I can understand your concern. It is justified. In order to retain a partial upper denture, the canine teeth will have to take a large burden. The dentist will have to design a system of clasps (metal or plastic arms) which will "grab" the teeth and hold the denture in place. Many dentists crown the six front teeth and connect them for strength and this way re-distribute the stress to all remaining front teeth. Attachments are placed the the back of the canine crowns and help hold the denture.
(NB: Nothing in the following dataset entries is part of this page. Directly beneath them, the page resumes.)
PR #5625, opened 2026-07-10
fix: close int64-overflow bypass in DRA device count accounting

thc1006:
#### What type of PR is this?
/kind bug

Follow-up to #5621. That PR added saturating arithmetic at three sites, but the DRA quota guard can still be bypassed from upstream.

`pkg/scheduler/cache/cache.go` `addDRAResource` accumulates the per-request device count with a plain `+=`. A pod whose ResourceClaims request the same DeviceClass with counts summing past `math.MaxInt64` (each `count` is individually valid; the apiserver only rejects `count <= 0`) wraps the aggregate to a negative value. That negative flows into `checkDRAAllocatable` as `request.Count`, and `SaturatingAdd(0, negative)` faithfully preserves the negative, so `sum > capability` is false and the request is wrongly admitted.

This PR adds two guards:
- `addDRAResource` accumulates with `SaturatingAdd`, so the aggregate can no longer wrap negative (it saturates to `MaxInt64`, which the quota check rejects for any queue capability below `MaxInt64`, i.e. every real quota).
- `checkDRAAllocatable` rejects a negative `allocated`/`inqueue` running total on a quota-governed DeviceClass. `getDRADelta` adjusts those totals with an unclamped subtract, so releasing an allocation an ancestor never balanced can drive one negative, and `SaturatingAdd` preserves it past the quota check.

Both regression tests (`TestAddDRAResource_saturates`, `TestCheckDRAAllocatable_negativeDeltaRejected`) fail on the pre-fix code and pass with the change.

This PR intentionally does **not** change the unbounded `for i := 1; i < count` loop in the same `addDRAResource` (an unrelated DoS concern); I'm reporting that separately so this stays focused.

Follow-up to #5621.

I found this while addressing review feedback on #5621. AI assistance was used for the analysis and for drafting this change; I have reviewed and understand it and can explain and defend every part, and I will respond to review comments myself.

```release-note
Fixed an int64 overflow in DRA device-count accounting that could bypass the capacity plugin's DRA quota check when a pod requested the same DeviceClass with counts summing past MaxInt64.
```

### DIFF
--- a/pkg/scheduler/cache/cache_test.go
+++ b/pkg/scheduler/cache/cache_test.go
@@ -23,6 +23,7 @@ package cache
 import (
 	"context"
 	"fmt"
+	"math"
 	"reflect"
 	"sync"
 	"testing"
@@ -853,4 +854,24 @@ func TestAddUnassignedNumaPods_NilNodeValueSkips(t *testing.T) {
 		t.Fatalf("AddUnassignedNumaPods returned error: %v", err)
 	}
 	// No panic is the success condition.
+}
+
+// addDRAResource accumulates a user-controlled device count. A pod with two
+// same-deviceClass requests each near math.MaxInt64 (both individually valid:
+// the apiserver only rejects count <= 0) must not wrap the aggregate Count to a
+// negative value, which would later bypass the queue's DRA quota check.
+func TestAddDRAResource_saturates(t *testing.T) {
+	const dc = "gpu.example.com"
+	const maxInt64 = math.MaxInt64
+
+	m := make(map[string]*api.DRAResource)
+	addDRAResource(m, dc, maxInt64, nil)
+	addDRAResource(m, dc, maxInt64, nil)
+
+	if got := m[dc].Count; got < 0 {
+		t.Fatalf("addDRAResource wrapped to a negative aggregate Count (%d) for two MaxInt64 requests; want saturated non-negative", got)
+	}
+	if got := m[dc].Count; got != maxInt64 {
+		t.Fatalf("addDRAResource Count = %d for two MaxInt64 requests; want saturated to MaxInt64 (%d)", got, maxInt64)
+	}
 }
--- a/pkg/scheduler/plugins/capacity/capacity.go
+++ b/pkg/scheduler/plugins/capacity/capacity.go
@@ -273,6 +273,20 @@ func checkDRAAllocatable(dra *draQuotaAttr, taskDRA map[string]*api.DRAResource,
 		klog.V(5).Infof("checkDRAAllocatable: deviceClass=%s, allocated=%d, inqueue=%d, request=%d, capability=%d",
 			deviceClass, allocatedCount, inqueueCount, request.Count, capability.Count)
 
+		// A device count is always non-negative; a negative value here can only be
+		// the result of an upstream int64 overflow wrapping around. Reject it
+		// rather than let a poisoned negative pass the comparison below (a negative
+		// sum is not greater than the capability, so it would be wrongly admitted).
+		if request.Count < 0 || allocatedCount < 0 || inqueueCount < 0 {
+			klog.V(3).Infof("checkDRAAllocatable: negative device count for %s (allocated=%d, inqueue=%d, requested=%d); rejecting as int64 overflow",
+				deviceClass, allocatedCount, inqueueCount, request.Count)
+			return false
+		}
+
+		// For any positive capability below MaxInt64 the quota decision is exact: a
+		// sum that overflows saturates to MaxInt64, which still exceeds that
+		// capability and is rejected. A capability of MaxInt64 is effectively
+		// non-binding, since no realizable allocation reaches that many devices.
 		if capability.Count > 0 && api.SaturatingAdd(api.SaturatingAdd(allocatedCount, inqueueCount), request.Count) > capability.Count {
 			klog.V(3).Infof("checkDRAAllocatable: count exceeded for %s: allocated=%d, inqueue=%d, requested=%d, capability=%d",
 				deviceClass, allocatedCount, inqueueCount, request.Count, capability.Count)
--- a/pkg/scheduler/plugins/capacity/capacity_test.go
+++ b/pkg/scheduler/plugins/capacity/capacity_test.go
@@ -2108,3 +2108,42 @@ func TestCheckDRAAllocatable_overflowRejected(t *testing.T) {
 		t.Fatalf("checkDRAAllocatable rejected a valid request (4 <= 8); want admitted")
 	}
 }
+
+// A negative device count can only result from an upstream int64 overflow
+// wrapping around (e.g. a pod whose two same-deviceClass requests, each near
+// math.MaxInt64, are summed in the cache's addDRAResource). Such a poisoned
+// negative must never be admitted: saturating the accumulation is not enough
+// because SaturatingAdd faithfully preserves an already-negative input.
+func TestCheckDRAAllocatable_negativeCountRejected(t *testing.T) {
+	const dc = "gpu.example.com"
+
+	// Negative in the request itself.
+	negRequest := &draQuotaAttr{
+		capability: map[string]*api.DRAResource{dc: {Count: 8}},
+		allocated:  map[string]*api.DRAResource{},
+		inqueue:    map[string]*api.DRAResource{},
+	}
+	if checkDRAAllocatable(negRequest, map[string]*api.DRAResource{dc: {Count: -2}}, false, true) {
+		t.Fatalf("checkDRAAllocatable admitted a negative request.Count (-2) against capability 8; want rejected")
+	}
+
+	// Negative already poisoning the queue's inqueue total.
+	poisonedInqueue := &draQuotaAttr{
+		capability: map[string]*api.DRAResource{dc: {Count: 8}},
+		allocated:  map[string]*api.DRAResource{},
+		inqueue:    map[string]*api.DRAResource{dc: {Count: math.MinInt64}},
+	}
+	if checkDRAAllocatable(poisonedInqueue, map[string]*api.DRAResource{dc: {Count: 4}}, false, true) {
+		t.Fatalf("checkDRAAllocatable admitted a request against a poisoned negative inqueue (MinInt64); want rejected")
+	}
+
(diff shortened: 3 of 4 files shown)


pkg/scheduler/plugins/capacity/capacity.go
```diff
@@ -273,6 +273,16 @@ func checkDRAAllocatable(dra *draQuotaAttr, taskDRA map[string]*api.DRAResource,
 		klog.V(5).Infof("checkDRAAllocatable: deviceClass=%s, allocated=%d, inqueue=%d, request=%d, capability=%d",
 			deviceClass, allocatedCount, inqueueCount, request.Count, capability.Count)
```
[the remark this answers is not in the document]
thc1006: taskDRA values are non-nil by construction. they're built by addDRAResource / GetMinDRAResources, which always allocate and the existing debug log and comparison already dereference request.Count, so a nil check here would be unreachable. I'd prefer to keep this PR focused on the overflow, but I'm happy to add the defensive guard if you'd rather have it.

pkg/scheduler/cache/cache_test.go
```diff
@@ -685,3 +685,23 @@ func TestWaitForHandlerSync_InitialEventAsyncHandlerTracker_CompletesAfterDone(t
...
 	assert.GreaterOrEqual(t, elapsed, 100*time.Millisecond, "WaitForHandlerSync should wait until Done is called")
 }
+
+// addDRAResource accumulates a user-controlled device count. A pod with two
+// same-deviceClass requests each near math.MaxInt64 (both individually valid:
+// the apiserver only rejects count <= 0) must not wrap the aggregate Count to a
+// negative value, which would later bypass the queue's DRA quota check.
+func TestAddDRAResource_saturates(t *testing.T) {
+	const dc = "gpu.example.com"
+	const maxInt64 = int64(9223372036854775807)
```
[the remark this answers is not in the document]
thc1006: I didn t expect gemini can really work
Done. Switched to math.MaxInt64 and added the math import.

thc1006:
@hajnalmt @dafu-wu @shinytang6 — PTAL when available.

This PR has been open since 2026-07-10 and contains regression tests for the remaining DRA count wraparound and negative-count quota-check bypass.

I notified the Volcano PST on 2026-07-12, but I have not yet received a security disposition or Fix Lead assignment. A technical review here would help determine whether the change is ready for merge and release-1.15 backport consideration.

I am keeping the additional non-public sibling finding out of this PR.

pkg/scheduler/plugins/capacity/capacity.go
```diff
@@ -273,6 +273,20 @@ func checkDRAAllocatable(dra *draQuotaAttr, taskDRA map[string]*api.DRAResource,
...
 
+		// A device count is always non-negative; a negative value here can only be
+		// the result of an upstream int64 overflow wrapping around. Reject it
+		// rather than let a poisoned negative pass the comparison below (a negative
+		// sum is not greater than the capability, so it would be wrongly admitted).
+		if request.Count < 0 || allocatedCount < 0 || inqueueCount < 0 {
```
JesseStutler: I think the count can be negative since there is a validation in the apiserver: https://github.com/kubernetes/kubernetes/blob/756939600b9a7180fc2df6550a4585b638875e67/pkg/apis/resource/validation/validation.go#L268-L278 ?

thc1006: You're right about request.Count. It's rebuilt per call from the job's requests via GetMinDRAResources (SaturatingMul/SaturatingAdd), and validateDeviceAllocationMode already rejects ExactCount with count <= 0, so it's always >= 0 here. I'll drop that arm and its test case. 

I'll keep the allocatedCount/inqueueCount checks and fix my comment, which is stale. Those are the queue's running totals, adjusted by getDRADelta with a raw new - old subtract; when a saturated allocation is removed the delta is applied through updateDRAAllocated -> mergeTaskDRA -> SaturatingAdd, which doesn't clamp at zero, so a total can go negative. At line 290 SaturatingAdd preserves that negative, and a negative sum isn't greater than the capability, so it would be silently admitted. So the reject is guarding a reachable case, just not the overflow-wrap my comment claims (addDRAResource saturates now). Reworded comment and updated test incoming.

pkg/scheduler/plugins/capacity/capacity.go
```diff
@@ -273,6 +273,23 @@ func checkDRAAllocatable(dra *draQuotaAttr, taskDRA map[string]*api.DRAResource,
...
 			deviceClass, allocatedCount, inqueueCount, request.Count, capability.Count)
 
+		// The queue's running allocated/inqueue totals are adjusted by getDRADelta,
+		// which subtracts old from new without clamping, so removing a saturated
+		// allocation can drive a total below zero. SaturatingAdd below preserves a
+		// negative, so a poisoned total would slip under the capability and be
+		// admitted. request.Count is not checked here: GetMinDRAResources rebuilds it
+		// with SaturatingMul/SaturatingAdd and the apiserver rejects a non-positive
+		// count, so it is always non-negative.
+		if allocatedCount < 0 || inqueueCount < 0 {
```
JesseStutler: Why is there still negative checking? I didn't get the background, could you show your real configuration?

thc1006: Good question, and the old test wasn't a fair answer to it. It set the negative by hand, which doesn't show how a real total gets there, so I've replaced it with one that drives the actual path.

The total that can go negative is the queue's running allocated/inqueue, not request.Count. getDRADelta adjusts those with a raw subtract (`res.Count -= oldRes.Count`, no clamp), and the delta is propagated to ancestor queues through SaturatingAdd, which only guards overflow and preserves a negative. The trigger is a hierarchy where a child allocates a DeviceClass while the parent's capability doesn't list it yet: the add delta is filtered out of the parent, the class is later added to the parent's capability, and the child's release then applies a delta the parent never balanced, so the parent's allocated drops below zero. It also covers an upgrade still carrying a saturated total from before the addDRAResource fix.

The new TestCheckDRAAllocatable_negativeDeltaRejected builds that with getDRADelta and updateDRAAllocated, with no hand-set MinInt64, and checks both that the parent's allocated really goes negative and that checkDRAAllocatable then rejects. It fails without the guard and passes with it.

I did look at clamping the total at zero in updateDRAAllocated instead of rejecting here, to match DRAResource.Sub. I backed off it: a corrupted total floored to zero still under-counts real usage, so the quota check would admit against zero and the bypass survives in a milder form. Rejecting a total that has gone negative is the quota-safe failure mode, and it logs the corruption so an operator can see it. Reaching this at all needs an admin capability change on a parent queue, or a pre-fix residue, rather than a tenant action, so I read it as accounting-integrity defense-in-depth rather than a tenant-facing bypass.

pkg/scheduler/plugins/capacity/capacity_test.go
```diff
@@ -2108,3 +2108,37 @@ func TestCheckDRAAllocatable_overflowRejected(t *testing.T) {
...
+	}
+
+	// Parent got only this release delta; the matching add was filtered out earlier
+	// while dc was absent from its capability.
+	parent := &draQuotaAttr{
+		capability: map[string]*api.DRAResource{dc: {Count: 8}},
+		allocated:  map[string]*api.DRAResource{},
+		inqueue:    map[string]*api.DRAResource{},
+	}
+	updateDRAAllocated(parent, delta)
```
JesseStutler: It should write an e2e testing to test it, rather than directly call seperate functions, real user will not use like this way

thc1006: Thanks, that’s a fair point. I’m happy to move this wherever you think it fits best.

The test does not set the negative value directly. It calls `getDRADelta`, then `updateDRAAllocated`, and finally `checkDRAAllocatable`, so it exercises the actual accounting path.

I kept it at the function level because this state cannot arise through a normal user or admin flow. It requires a parent queue whose capability does not include a `DeviceClass` already allocated by a child, followed by that class being added to the parent’s capability and the child later releasing its allocation. The parent then receives a release delta for an allocation it never accounted for in the first place.

An e2e test would need to reproduce that exact reconfiguration while the workload is running. That would be relatively heavy and potentially flaky, while still testing a state caused only by the misconfiguration rather than a normal user path.

I can also move this to a higher-level test and exercise it through the plugin’s enqueue path, similar to `TestJobEnqueueableChecksDRAWithoutMinResources`. Alternatively, since this is defense-in-depth for a misconfiguration rather than the overflow issue this PR is primarily addressing, I’m also fine splitting it into a follow-up so the `SaturatingAdd` fix can land independently. Either direction works for me.

JesseStutler: If you call several different functions, it's deviating from the scheduler's standard invocation path. Therefore, either remove the `<0` check or ensure you reproduce the specific scenario and provide the e2e test that prove you can solve it

thc1006: Removed the <0 check and its test. You asked earlier for a real configuration that reaches it and I couldn't produce one. It guards a parent-queue accounting asymmetry that a user request has no way to drive, and an e2e would need that same unreachable path, so dropping the check is the honest call here. The overflow a user can reach is handled by the SaturatingAdd in addDRAResource, and I've kept that with its test.

If the accounting asymmetry is worth tracking on its own, I can open a separate issue for it.

JesseStutler:
lgtm
Hi @thc1006 Please resolve the conflicts and push again, thanks

thc1006:
Thanks @JesseStutler. Rebased onto master at 65f4d18b and pushed.

The conflict was only in `cache_test.go`: master's new `updateJobInfo` and `taskUnschedulable` tests and mine had both been appended at the end of the file. I kept both, so the change itself is untouched, still the same three files at +25/-1.

thc1006:
CI came back with one red check, `e2e-spark`. Master is failing it the same way right now: the buildx builder cannot pull `moby/buildkit:buildx-stable-1`, so the Spark image never builds and none of the Volcano code under test runs. #5976 tracks it and #5977 pins the image. The other 30 checks are green, including the remaining 22 e2e jobs.

JesseStutler:
Never mind, we can fix the spark failure in later separate PRs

However, all these permutations are short lived. The crown and bridge work, after several years (usually 3-7), typically fails and the patient ends up in a complete denture.

Many times, if the front remaining teeth are somewhat compromised and finances are a problem, many would recommend removal of all remaining teeth and making a complete denture.

However, today, there are other options.

You should speak to your dentist and oral surgeon about placing four implants, strategically in the maxilla (top jaw). Two in the first premolar areas (being the canine teeth) and two in the second molar areas which are typically "behind" the sinuses, or might have some minimal bone for short implants. The most important factor is for all four implants to be as parallel as possible to each other. This can be accomplished with proper training of the dentists and also using current CT 3D technology.

A removable denture can then be fabricated, which IS NOT attached to the front teeth at all! It is a much better option than taxing the remaining front teeth, and also a much longer lasting. The partial denture is connected with attachments and the patient can remove the denture and easily clean it and maintain the connectors to the implants inside the mouth.

This is a treatment modality which has gotten more fans in the Prosthodontic community, since several studies have shown the success of this work.

In addition, if your current denture is somewhat useable, it can be used and connected to the implant attachments.
If your dentists are not comfortable with this, go to www.gotoapro.org and talk to a Prosthodontist in your are who will tell you more about this option. In addition, if this turns out to be out of financial reach, a Prosthodontic training program in a university dental school will be a great option.